▸ **Exercise instructions**
Please copy every line of the data in which the string "subdivisions" appears.

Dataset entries
####
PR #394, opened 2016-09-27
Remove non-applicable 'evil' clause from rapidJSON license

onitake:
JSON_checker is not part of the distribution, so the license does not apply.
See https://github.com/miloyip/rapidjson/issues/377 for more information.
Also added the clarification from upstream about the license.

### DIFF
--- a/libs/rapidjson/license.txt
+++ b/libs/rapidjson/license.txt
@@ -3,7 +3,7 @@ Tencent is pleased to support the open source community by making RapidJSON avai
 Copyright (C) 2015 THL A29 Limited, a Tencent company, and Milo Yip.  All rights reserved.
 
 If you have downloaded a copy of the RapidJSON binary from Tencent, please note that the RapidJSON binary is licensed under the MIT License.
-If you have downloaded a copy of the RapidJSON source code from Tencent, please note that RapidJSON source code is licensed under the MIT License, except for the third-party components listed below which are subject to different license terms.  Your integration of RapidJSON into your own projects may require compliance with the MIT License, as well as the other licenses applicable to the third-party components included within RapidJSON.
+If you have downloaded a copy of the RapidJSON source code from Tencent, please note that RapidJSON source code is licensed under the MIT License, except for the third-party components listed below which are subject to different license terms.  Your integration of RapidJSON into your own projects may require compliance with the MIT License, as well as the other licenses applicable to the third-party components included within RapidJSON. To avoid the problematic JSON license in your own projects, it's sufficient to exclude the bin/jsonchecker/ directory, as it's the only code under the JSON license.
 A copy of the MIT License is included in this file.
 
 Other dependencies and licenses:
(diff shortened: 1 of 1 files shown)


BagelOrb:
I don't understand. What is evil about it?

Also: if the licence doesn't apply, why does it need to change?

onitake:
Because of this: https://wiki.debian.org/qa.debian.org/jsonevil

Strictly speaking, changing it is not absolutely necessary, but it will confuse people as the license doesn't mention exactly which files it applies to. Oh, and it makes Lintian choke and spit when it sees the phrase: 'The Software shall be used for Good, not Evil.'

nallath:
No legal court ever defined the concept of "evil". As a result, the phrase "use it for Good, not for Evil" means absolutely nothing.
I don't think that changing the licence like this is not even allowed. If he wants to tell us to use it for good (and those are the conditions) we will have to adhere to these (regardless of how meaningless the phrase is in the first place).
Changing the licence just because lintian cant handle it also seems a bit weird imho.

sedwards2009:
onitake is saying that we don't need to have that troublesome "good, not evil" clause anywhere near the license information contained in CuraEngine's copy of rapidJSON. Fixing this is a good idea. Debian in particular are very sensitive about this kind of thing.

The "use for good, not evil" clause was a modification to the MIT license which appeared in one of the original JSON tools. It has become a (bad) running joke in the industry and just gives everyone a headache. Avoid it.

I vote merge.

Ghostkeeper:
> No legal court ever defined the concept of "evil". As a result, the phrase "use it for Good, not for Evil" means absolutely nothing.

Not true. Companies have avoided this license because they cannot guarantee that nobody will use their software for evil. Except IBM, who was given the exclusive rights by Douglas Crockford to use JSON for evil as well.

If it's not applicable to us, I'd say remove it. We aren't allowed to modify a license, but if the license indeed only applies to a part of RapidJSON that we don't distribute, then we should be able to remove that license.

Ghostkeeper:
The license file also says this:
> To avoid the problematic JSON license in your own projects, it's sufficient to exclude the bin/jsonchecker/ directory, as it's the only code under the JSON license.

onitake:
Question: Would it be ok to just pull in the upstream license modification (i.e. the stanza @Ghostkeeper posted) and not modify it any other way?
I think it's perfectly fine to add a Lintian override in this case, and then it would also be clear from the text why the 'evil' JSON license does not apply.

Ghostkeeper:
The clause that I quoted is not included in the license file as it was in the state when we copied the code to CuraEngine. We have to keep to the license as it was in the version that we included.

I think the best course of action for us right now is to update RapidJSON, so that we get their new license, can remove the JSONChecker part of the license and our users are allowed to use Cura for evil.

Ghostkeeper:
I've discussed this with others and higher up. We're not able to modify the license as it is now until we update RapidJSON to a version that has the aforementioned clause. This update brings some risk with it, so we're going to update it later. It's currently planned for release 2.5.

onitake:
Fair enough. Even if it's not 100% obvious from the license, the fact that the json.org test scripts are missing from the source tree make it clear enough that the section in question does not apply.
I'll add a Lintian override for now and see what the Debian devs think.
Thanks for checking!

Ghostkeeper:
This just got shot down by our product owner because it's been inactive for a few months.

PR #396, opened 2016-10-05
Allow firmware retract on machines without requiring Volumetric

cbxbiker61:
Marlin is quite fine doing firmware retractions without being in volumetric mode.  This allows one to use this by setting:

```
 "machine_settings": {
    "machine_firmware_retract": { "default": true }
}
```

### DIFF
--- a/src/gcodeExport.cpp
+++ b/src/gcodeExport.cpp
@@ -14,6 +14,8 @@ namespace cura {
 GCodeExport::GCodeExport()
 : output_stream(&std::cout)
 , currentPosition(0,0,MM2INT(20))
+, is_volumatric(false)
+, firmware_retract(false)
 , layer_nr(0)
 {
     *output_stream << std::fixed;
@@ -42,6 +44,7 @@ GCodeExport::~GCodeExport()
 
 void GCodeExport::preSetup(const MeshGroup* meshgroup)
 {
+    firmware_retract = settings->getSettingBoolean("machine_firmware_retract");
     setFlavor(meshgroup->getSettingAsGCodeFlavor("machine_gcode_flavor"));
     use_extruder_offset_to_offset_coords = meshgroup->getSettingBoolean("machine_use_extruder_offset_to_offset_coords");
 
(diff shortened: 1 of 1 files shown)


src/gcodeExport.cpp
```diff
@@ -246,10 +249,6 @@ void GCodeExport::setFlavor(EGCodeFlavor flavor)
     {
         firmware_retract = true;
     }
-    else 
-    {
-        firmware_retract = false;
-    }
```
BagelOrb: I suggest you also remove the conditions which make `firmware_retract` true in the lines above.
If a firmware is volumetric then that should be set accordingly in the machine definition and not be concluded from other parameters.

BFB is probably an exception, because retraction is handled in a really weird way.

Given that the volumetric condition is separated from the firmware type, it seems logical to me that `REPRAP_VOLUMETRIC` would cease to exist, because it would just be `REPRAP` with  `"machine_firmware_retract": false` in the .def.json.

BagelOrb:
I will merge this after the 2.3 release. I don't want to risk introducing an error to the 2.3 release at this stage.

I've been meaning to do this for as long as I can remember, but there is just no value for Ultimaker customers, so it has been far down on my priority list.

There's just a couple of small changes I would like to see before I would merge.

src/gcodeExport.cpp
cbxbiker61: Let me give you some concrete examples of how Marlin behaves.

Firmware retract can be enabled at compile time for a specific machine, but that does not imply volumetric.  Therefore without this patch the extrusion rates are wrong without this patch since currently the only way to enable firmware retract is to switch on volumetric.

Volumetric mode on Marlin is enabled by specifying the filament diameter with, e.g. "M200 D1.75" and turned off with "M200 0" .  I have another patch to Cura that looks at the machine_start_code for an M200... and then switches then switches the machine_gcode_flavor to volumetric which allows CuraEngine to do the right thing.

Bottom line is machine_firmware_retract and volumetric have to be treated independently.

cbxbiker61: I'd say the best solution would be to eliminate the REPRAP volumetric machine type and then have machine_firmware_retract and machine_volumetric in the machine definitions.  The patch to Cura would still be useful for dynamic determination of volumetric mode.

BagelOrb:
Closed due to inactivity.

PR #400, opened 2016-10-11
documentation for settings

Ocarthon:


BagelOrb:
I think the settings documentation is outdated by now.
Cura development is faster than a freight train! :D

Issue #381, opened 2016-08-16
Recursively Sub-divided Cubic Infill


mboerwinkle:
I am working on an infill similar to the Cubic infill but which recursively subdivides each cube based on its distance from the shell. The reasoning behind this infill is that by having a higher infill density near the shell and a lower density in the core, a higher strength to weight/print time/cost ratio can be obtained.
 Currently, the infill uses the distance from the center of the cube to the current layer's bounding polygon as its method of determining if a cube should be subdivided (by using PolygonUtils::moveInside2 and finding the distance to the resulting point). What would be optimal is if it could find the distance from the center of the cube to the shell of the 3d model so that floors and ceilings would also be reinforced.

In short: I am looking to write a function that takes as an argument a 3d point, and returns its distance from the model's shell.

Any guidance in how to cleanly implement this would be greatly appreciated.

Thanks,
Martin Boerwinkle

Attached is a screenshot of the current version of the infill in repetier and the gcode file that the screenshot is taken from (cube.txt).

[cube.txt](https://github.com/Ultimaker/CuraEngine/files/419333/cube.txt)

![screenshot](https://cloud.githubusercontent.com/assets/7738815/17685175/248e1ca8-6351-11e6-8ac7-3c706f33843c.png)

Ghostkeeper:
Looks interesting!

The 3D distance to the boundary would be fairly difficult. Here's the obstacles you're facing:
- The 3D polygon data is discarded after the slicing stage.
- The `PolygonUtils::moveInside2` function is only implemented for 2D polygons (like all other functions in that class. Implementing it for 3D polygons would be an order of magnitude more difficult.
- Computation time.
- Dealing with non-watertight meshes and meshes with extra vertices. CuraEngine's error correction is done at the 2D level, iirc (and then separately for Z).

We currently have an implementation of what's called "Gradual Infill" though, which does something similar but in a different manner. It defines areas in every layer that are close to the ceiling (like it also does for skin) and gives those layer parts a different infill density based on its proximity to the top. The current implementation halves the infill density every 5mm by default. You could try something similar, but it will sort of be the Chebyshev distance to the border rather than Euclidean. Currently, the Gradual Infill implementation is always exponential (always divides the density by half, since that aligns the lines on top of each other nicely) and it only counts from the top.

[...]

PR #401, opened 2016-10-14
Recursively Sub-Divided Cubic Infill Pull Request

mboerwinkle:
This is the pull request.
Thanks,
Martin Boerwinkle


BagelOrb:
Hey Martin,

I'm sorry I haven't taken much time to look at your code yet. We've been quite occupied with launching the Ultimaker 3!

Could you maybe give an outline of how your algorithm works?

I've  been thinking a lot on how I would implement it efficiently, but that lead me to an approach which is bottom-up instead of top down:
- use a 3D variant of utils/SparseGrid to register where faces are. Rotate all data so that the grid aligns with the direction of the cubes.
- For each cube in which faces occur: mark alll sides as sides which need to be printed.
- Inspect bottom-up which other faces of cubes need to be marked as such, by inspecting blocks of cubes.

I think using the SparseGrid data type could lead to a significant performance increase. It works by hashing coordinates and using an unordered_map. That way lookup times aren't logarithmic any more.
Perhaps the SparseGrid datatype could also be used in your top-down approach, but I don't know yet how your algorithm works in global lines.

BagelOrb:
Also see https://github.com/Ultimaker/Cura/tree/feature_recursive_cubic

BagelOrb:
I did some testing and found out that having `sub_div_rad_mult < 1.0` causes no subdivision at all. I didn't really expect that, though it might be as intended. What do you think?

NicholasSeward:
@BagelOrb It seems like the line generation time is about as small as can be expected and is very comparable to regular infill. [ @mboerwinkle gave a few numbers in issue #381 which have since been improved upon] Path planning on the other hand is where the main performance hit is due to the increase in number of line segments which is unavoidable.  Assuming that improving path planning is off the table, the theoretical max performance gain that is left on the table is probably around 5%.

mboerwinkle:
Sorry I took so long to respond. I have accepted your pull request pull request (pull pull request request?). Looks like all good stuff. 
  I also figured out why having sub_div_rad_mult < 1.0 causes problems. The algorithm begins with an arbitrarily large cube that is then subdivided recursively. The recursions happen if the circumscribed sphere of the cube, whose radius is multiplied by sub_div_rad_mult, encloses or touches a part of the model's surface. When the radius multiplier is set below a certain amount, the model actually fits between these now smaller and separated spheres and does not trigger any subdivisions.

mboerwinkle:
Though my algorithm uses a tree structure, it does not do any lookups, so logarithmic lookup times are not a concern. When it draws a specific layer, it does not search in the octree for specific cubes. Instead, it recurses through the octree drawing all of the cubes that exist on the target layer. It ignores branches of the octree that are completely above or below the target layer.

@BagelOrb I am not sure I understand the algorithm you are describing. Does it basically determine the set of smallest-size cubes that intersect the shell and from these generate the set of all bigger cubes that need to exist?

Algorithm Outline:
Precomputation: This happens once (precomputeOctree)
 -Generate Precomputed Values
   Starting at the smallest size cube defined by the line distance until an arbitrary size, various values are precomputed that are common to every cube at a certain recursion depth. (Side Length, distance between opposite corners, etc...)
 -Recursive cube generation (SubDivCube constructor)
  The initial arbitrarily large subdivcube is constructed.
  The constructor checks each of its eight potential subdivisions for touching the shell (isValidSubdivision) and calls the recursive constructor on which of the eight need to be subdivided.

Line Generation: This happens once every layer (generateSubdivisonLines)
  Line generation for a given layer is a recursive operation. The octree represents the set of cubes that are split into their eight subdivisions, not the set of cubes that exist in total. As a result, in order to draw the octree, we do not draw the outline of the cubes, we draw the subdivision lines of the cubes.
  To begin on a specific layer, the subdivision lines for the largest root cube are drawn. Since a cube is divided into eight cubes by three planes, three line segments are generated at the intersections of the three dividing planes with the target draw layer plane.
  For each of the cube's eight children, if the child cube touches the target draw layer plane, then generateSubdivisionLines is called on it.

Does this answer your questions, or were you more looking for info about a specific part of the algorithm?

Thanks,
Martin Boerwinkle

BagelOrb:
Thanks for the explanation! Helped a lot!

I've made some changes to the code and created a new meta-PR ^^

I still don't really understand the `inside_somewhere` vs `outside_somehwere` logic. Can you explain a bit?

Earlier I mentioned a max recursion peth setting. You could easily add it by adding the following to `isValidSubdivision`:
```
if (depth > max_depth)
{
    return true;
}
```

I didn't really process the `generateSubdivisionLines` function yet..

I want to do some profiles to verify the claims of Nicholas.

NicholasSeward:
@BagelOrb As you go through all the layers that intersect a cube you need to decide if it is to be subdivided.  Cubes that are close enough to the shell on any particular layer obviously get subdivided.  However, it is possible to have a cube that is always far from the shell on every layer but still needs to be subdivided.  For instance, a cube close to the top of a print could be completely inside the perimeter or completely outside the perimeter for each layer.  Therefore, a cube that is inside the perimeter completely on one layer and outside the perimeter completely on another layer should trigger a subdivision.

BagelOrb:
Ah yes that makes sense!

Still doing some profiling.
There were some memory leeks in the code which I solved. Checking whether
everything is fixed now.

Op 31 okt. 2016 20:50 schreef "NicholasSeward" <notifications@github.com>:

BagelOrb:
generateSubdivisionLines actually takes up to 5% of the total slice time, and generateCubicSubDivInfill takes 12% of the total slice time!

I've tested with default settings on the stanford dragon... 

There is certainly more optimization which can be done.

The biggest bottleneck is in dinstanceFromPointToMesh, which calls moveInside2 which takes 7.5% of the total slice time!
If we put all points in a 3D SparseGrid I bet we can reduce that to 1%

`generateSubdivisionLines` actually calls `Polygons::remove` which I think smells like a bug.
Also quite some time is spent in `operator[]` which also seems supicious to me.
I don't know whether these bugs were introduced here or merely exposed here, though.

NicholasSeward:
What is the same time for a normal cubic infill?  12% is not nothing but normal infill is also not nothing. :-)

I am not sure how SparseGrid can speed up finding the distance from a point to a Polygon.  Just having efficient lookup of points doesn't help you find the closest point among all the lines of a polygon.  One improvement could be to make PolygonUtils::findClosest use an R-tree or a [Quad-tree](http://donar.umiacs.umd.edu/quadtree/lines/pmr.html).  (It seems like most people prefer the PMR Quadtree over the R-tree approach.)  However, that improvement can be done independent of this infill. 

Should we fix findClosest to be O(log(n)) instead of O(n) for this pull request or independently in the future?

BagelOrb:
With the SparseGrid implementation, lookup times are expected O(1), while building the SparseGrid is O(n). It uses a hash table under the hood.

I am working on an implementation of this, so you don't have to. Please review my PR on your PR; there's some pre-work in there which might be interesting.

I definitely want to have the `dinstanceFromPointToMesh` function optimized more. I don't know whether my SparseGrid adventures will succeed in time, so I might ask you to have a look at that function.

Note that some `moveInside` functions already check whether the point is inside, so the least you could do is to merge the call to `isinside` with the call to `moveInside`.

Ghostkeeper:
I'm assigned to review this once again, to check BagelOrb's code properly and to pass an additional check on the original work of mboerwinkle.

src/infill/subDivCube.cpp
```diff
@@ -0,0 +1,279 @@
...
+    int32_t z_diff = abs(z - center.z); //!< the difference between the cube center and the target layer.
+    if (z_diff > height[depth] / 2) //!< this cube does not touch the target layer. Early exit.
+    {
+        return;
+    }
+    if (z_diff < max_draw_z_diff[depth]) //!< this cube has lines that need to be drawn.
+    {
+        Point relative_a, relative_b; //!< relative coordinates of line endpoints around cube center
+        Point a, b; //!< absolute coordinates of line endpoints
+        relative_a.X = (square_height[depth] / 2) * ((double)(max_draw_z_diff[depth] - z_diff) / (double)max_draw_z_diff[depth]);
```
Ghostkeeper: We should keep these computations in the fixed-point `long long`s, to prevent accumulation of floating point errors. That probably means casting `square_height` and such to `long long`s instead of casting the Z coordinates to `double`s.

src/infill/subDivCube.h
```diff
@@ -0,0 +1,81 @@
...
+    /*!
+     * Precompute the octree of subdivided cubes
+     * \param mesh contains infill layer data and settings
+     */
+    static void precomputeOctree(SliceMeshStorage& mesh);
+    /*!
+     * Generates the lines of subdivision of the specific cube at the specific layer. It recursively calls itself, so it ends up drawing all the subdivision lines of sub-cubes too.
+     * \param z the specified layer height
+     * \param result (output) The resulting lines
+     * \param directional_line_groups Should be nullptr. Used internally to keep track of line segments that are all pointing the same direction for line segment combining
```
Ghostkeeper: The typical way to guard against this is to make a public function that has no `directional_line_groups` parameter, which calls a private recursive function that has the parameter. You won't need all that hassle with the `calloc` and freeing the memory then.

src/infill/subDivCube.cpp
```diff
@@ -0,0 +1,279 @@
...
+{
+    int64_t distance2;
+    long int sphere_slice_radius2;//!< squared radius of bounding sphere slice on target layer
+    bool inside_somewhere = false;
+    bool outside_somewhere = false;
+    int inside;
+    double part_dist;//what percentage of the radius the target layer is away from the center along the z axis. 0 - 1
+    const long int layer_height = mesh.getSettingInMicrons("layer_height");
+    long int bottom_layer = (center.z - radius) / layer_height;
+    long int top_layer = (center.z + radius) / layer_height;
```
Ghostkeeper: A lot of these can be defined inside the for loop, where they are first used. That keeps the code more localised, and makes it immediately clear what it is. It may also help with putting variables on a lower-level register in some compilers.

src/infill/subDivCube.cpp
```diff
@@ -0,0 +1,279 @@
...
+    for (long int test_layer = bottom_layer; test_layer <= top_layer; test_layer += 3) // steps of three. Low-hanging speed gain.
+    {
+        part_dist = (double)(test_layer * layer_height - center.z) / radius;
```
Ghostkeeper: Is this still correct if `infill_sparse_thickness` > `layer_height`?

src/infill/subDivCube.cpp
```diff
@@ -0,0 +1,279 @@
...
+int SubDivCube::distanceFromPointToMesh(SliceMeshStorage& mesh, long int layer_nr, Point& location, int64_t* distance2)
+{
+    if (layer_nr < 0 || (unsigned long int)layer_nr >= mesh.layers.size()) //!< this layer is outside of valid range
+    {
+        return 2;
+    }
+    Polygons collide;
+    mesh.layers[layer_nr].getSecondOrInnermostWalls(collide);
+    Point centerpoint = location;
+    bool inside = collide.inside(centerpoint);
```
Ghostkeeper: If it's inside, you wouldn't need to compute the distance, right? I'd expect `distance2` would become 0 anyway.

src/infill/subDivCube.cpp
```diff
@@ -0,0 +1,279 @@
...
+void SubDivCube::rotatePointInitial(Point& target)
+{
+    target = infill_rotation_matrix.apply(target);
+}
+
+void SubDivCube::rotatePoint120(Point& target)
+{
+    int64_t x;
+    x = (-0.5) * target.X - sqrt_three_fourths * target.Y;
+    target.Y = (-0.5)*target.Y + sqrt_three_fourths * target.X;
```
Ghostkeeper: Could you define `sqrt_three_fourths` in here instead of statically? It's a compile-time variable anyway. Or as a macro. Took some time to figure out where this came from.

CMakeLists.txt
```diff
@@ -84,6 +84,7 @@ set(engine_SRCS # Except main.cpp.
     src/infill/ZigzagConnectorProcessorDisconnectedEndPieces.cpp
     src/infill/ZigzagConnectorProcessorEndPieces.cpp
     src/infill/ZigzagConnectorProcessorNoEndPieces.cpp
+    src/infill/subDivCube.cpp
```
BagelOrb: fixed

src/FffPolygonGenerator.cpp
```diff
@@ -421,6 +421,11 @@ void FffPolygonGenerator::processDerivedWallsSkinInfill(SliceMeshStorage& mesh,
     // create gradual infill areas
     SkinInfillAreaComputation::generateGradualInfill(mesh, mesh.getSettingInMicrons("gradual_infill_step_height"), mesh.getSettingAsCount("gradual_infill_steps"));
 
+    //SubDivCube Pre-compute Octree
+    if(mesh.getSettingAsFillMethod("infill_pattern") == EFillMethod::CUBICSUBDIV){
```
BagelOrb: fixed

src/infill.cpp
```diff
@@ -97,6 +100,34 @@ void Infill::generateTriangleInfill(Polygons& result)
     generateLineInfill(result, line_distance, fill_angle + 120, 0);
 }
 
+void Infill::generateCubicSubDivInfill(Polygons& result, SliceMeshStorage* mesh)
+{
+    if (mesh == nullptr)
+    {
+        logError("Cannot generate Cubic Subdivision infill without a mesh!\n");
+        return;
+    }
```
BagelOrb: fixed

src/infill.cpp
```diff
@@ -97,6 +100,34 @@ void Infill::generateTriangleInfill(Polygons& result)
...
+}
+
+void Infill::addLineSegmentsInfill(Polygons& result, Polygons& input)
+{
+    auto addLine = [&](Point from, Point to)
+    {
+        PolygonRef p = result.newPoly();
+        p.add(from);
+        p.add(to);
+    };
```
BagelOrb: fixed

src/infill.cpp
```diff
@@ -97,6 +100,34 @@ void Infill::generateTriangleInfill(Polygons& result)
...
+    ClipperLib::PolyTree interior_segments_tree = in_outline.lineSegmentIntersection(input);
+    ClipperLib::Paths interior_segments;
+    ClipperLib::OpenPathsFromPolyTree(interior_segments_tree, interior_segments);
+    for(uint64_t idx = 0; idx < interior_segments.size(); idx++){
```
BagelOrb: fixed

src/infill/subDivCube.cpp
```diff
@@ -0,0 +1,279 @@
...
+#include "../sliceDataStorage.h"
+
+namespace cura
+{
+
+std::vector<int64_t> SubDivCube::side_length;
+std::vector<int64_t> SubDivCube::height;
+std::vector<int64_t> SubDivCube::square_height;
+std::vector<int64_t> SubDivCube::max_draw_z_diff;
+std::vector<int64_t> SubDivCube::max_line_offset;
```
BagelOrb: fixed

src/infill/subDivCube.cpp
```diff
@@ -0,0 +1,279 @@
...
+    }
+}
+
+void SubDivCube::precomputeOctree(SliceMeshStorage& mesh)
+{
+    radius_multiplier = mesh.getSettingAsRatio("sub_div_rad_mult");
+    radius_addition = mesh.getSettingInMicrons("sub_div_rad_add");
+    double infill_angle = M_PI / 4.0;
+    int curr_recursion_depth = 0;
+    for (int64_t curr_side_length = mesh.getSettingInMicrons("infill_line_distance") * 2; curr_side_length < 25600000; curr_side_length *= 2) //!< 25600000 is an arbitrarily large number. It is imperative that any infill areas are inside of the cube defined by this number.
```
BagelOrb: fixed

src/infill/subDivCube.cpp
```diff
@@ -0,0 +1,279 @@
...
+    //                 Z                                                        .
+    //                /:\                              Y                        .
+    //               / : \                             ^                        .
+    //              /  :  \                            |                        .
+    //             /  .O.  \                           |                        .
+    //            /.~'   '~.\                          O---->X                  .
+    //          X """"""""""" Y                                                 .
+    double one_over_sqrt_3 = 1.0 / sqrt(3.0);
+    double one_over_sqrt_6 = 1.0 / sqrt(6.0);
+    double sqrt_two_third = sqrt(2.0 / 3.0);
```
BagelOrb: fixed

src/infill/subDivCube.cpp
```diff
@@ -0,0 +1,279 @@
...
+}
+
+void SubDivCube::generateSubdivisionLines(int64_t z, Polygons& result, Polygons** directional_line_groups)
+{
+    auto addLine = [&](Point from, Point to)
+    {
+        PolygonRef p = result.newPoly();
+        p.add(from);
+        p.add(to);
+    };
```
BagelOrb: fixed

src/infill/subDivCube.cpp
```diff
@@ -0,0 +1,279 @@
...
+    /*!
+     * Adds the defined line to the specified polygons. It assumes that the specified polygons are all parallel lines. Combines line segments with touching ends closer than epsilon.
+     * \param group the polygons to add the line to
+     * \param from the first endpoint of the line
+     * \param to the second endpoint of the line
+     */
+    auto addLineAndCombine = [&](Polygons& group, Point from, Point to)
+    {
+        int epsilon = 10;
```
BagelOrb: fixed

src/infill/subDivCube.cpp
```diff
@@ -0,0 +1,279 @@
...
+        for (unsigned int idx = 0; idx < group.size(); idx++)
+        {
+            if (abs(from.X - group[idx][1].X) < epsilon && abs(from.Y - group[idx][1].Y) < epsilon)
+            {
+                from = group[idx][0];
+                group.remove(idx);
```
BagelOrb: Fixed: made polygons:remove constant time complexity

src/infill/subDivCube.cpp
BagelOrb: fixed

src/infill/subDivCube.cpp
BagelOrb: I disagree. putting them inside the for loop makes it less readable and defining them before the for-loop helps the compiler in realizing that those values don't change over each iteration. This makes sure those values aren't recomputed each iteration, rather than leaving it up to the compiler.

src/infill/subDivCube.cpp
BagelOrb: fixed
####
▸ **Written solution**
  I also figured out why having sub_div_rad_mult < 1.0 causes problems. The algorithm begins with an arbitrarily large cube that is then subdivided recursively. The recursions happen if the circumscribed sphere of the cube, whose radius is multiplied by sub_div_rad_mult, encloses or touches a part of the model's surface. When the radius multiplier is set below a certain amount, the model actually fits between these now smaller and separated spheres and does not trigger any subdivisions.
  The constructor checks each of its eight potential subdivisions for touching the shell (isValidSubdivision) and calls the recursive constructor on which of the eight need to be subdivided.
  Line generation for a given layer is a recursive operation. The octree represents the set of cubes that are split into their eight subdivisions, not the set of cubes that exist in total. As a result, in order to draw the octree, we do not draw the outline of the cubes, we draw the subdivision lines of the cubes.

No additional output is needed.